Walker represented young African Americans or sympathetic whites who got arrested for picketing businesses that discriminated against blacks, for marching, for sitting in at lunch counters, for distributing literature on a state college campus, for trying to swim in a public pool, for trying to ride a commercial bus, or for trying to eat lunch at the cafeteria in the state Capitol.

With other young lawyers — Buddy Rotenberry, Norman Chachkin, Phillip Kaplan, Jack Lavey, Perlesta Hollingsworth, Richard Mays, John Bilheimer, Janet Pulliam, Frank Newell — who joined him in only the second integrated law firm in the South, Walker represented young African Americans or sympathetic whites who got arrested for picketing businesses that discriminated against blacks, for marching, for sitting in at lunch counters, for distributing literature on a state college campus, for trying to swim in a public pool, for trying to ride a commercial bus, or for trying to eat lunch at the cafeteria in the state Capitol.

He sued Georgia Pacific, the giant paper company at Crossett, because it hired blacks only for the dirtiest, hottest and lowest-paying jobs that no one else would do. Walker was notorious in the legal fraternity for his very casual preparation for trials. He apparently knew that he had the law on his side, so he just freelanced in the courtroom. At the trial, the corporation’s law team from Little Rock had prepared elaborately and Walker hardly at all. Walker politely needled the company’s personnel staff on cross-examination and turned them into blithering bigots, destroying the company’s case. The presiding judge, the conservative and segregationist former congressman Oren Harris, ruled decisively for the black employees and the union, and so did the 8th U.S. Circuit Court of Appeals. He won an employment-discrimination suit against Walmart for the company’s truck drivers.

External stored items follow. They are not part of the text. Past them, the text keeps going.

PR #25203, opened 2020-08-11
[Testerina] Improvements to assertion equality

### LINKED ISSUE #22048: [Testerina] AssertEquals function fails when checking array equality
**Description:**
Please refer to the following sample codes. These test cases are failing with the misleading error messages.

```ballerina
@test:Config {}
function test1() {
    string[] keys = ["A"];
    test:assertEquals(keys, ["A"]);
}

@test:Config {}
function test2() {
    int[] arr = foo();
    test:assertEquals(arr, [1]);
}

function foo() returns int[] {
    int[] arr = [1];
    return arr;
}
```

_Output_
```shell
[fail] test1:
    Assertion Failed!: expected 'A' but found 'A' 
        at ballerina.test:createBallerinaError(assert.bal:41)
        ballerina.test:assertEquals(assert.bal:82)

[fail] test2:
    Assertion Failed!: expected '1' but found '1' 
        at ballerina.test:createBallerinaError(assert.bal:41)
        ballerina.test:assertEquals(assert.bal:82)
```

**Affected Versions:**
Checked with Ballerina 1.2.0

Dilhasha:
## Purpose

Based on the current language specification, deep value equality is not supported for behavioral type values. So, using "assertEquals" to compare any|error type values is misleading. 
Thus, introducing a new function "assertExactEquals" that can be used for exact equality in "any|error" type and changing the "assertEquals" function signature to support value equality only for "anydata|error" type.

Fixes #22048 

## Approach
1. Implement "assertExactEquals", "assertExactNotEquals" and change function signature for "assertEquals", "assertNotEquals" based on expected behavior.
2. Write assertion test cases to cover different data types

## Check List 
- [ ] Updated Change Log
- [x] Added necessary tests
  - [x] Unit Tests
  - [ ] Spec Conformance Tests
  - [ ] Integration Tests
- [ ] Increased Test Coverage   
  - [ ] API documentation 
  - [ ] Ballerina By Examples


misc/testerina/modules/testerina-core/src/main/ballerina/src/test/assert.bal
```diff
@@ -67,14 +67,9 @@ public function assertFalse(boolean condition, public string msg = "Assertion Fa
 # + actual - Actual value
 # + expected - Expected value
 # + msg - Assertion error message
-public function assertEquals(any|error actual, any|error expected, public string msg = "Assertion Failed!") {
+public function assertEquals(anydata|error actual, anydata|error expected, public string msg = "Assertion Failed!") {
     boolean isEqual = false;
```
Ibaqu, line 71: Is the assignment required? The very next line is `isEqual = (actual == expected)`. 
Im assuming changing it to `boolean isEqual = (actual == expected)` should work. 

Same for line 87

tests/jballerina-debugger-integration-test/src/test/resources/project-based-tests/basic-project/src/hello-world/tests/hello_world_test.bal
```diff
@@ -33,5 +33,9 @@ public function mockPrint((any|error)... s) {
 function testFunc() {
     // Invoking the main function
     main();
-    test:assertEquals(outputs[0], "Hello, World!");
+    if (outputs[0] is anydata) {
```
azinneera, line 36: Should we ask the user to handle this? Is there a possibility to hide this detail from the user and handle it internally maybe within the `assertEquals` function?

Dilhasha: That is like going back to the previous implementation right?

Dilhasha: Did you mean to allow user to pass "any" type into the function and check it if it qualifies as "anydata" and do a value check?
The problem is, this check happens at runtime. If user passes a value not qualifying as "anydata", still the function would allow it and user would expect value equality. But, he would get notified about the failure only at runtime.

So unpopular was John Walker that when Gov. Winthrop Rockefeller appointed him to the state Board of Education on his way out of office in 1970 that even the Little Rock senators went along with silently blocking his confirmation. He would have been the first black member of the board in history.

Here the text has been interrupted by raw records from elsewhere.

PR #25226, opened 2020-08-12
Handle NPE if incorrect argument is provided

### LINKED ISSUE #24937: NPE when passing incorrect named arg to the main function via the CLI
**Description:**
$title.

**Steps to reproduce:**
```ballerina
public function main() {
    
}
```

When run as `$ ballerina run zxa.bal -i=1`, with an incorrect named arg;

```log
[2020-07-25 12:34:24,781] SEVERE {b7a.log.crash} - null 
	at org.ballerinalang.jvm.util.ArgumentParser.getEntryFuncArgs(ArgumentParser.java:117)
	at org.ballerinalang.jvm.util.ArgumentParser.extractEntryFuncArgs(ArgumentParser.java:79)
	at ___init.main(.)
```

**Affected Versions:**
slp2

suganyasuven:
Fixes #24937

## Check List 
- [ ] Updated Change Log
- [ ] Added necessary tests
  - [ ] Unit Tests
  - [ ] Spec Conformance Tests
  - [ ] Integration Tests
- [ ] Increased Test Coverage   
  - [ ] API documentation 
  - [ ] Ballerina By Examples

### DIFF
--- a/bvm/ballerina-runtime/src/main/java/org/ballerinalang/jvm/util/ArgumentParser.java
+++ b/bvm/ballerina-runtime/src/main/java/org/ballerinalang/jvm/util/ArgumentParser.java
@@ -114,6 +114,9 @@ public class ArgumentParser {
             if (isNameArg) {
                 isNamedArgFound = true;
                 ParamInfo info = namedArgs.get(getParamName(arg));
+                if (info == null) {
+                    throw BallerinaErrors.createError("incorrect arguments to call the 'main' function");
+                }
                 bValueArgs[info.index * 2 + 1] = getBValue(info.type, getValueString(arg));
                 bValueArgs[info.index * 2 + 2] = true;
                 if (!info.hasDefaultable) {
--- a/bvm/ballerina-runtime/src/main/java/org/ballerinalang/jvm/util/ArgumentParser.java
+++ b/bvm/ballerina-runtime/src/main/java/org/ballerinalang/jvm/util/ArgumentParser.java
@@ -113,9 +113,10 @@ public class ArgumentParser {
             // handle named args
             if (isNameArg) {
                 isNamedArgFound = true;
-                ParamInfo info = namedArgs.get(getParamName(arg));
+                String paramName = getParamName(arg);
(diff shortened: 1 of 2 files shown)


bvm/ballerina-runtime/src/main/java/org/ballerinalang/jvm/util/ArgumentParser.java
```diff
@@ -114,6 +114,9 @@
             if (isNameArg) {
                 isNamedArgFound = true;
                 ParamInfo info = namedArgs.get(getParamName(arg));
+                if (info == null) {
+                    throw BallerinaErrors.createError("incorrect arguments to call the 'main' function");
```
warunalakshitha, line 118: Shall we include which arg cause the issue. @MaryamZi @praneesha Any thoughts on the error message. BTW fix looks fine for me.

MaryamZi: Yeah, we usually try to keep these errors similar to the compilation errors on function calls, right? Shall we say something like

`undefined parameter 'param_name'`

tests/jballerina-unit-test/src/test/java/org/ballerinalang/test/main/function/ArgumentParserNegativeTest.java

Even Razorback athletics was not outside Walker’s target range. He unsuccessfully sued to get three black football players reinstated for the Orange Bowl and sued, again unsuccessfully, to get Nolan Richardson reinstated as the basketball coach of the Hogs after Frank Broyles persuaded the chancellor to fire the coach, who had complained about discrimination. Earning the enmity of the Razorback Nation was the last thing any politician wanted to do.

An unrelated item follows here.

PR #25350, opened 2020-08-20
Check LogAPI test failure root cause

MadhukaHarith92:


MadhukaHarith92:
Closing since this was only to check the root cause of the LogApi test failure in the Github build action.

Walker ran for the legislature anyway in 2002 and was defeated, ran again in 2010 and was elected and then re-elected repeatedly. Lawmakers, who generally found little in Walker’s long history that they admired and few of his legislative proposals they would vote for, expected a bellicose and divisive adversary. Instead, they encountered a cordial, witty and almost soft-spoken colleague, who nevertheless persistently reminded them of the restraints and obligations imposed on them by the Constitution.

Governor Hutchinson, rarely an ally, praised Walker effusively for his life of principle, as did another persistent naysayer, Attorney General Leslie Rutledge. It was left to the Arkansas Legislative Black Caucus to wrap up his life appropriately:

“Though often falling on unwelcoming ears, Rep. Walker never wavered on calling to attention that even today, the institutional, structural vestiges of racism and other injustices still haunt this American experiment called democracy. For him, the barriers to a high-quality education seemingly most offended his sense of justice.”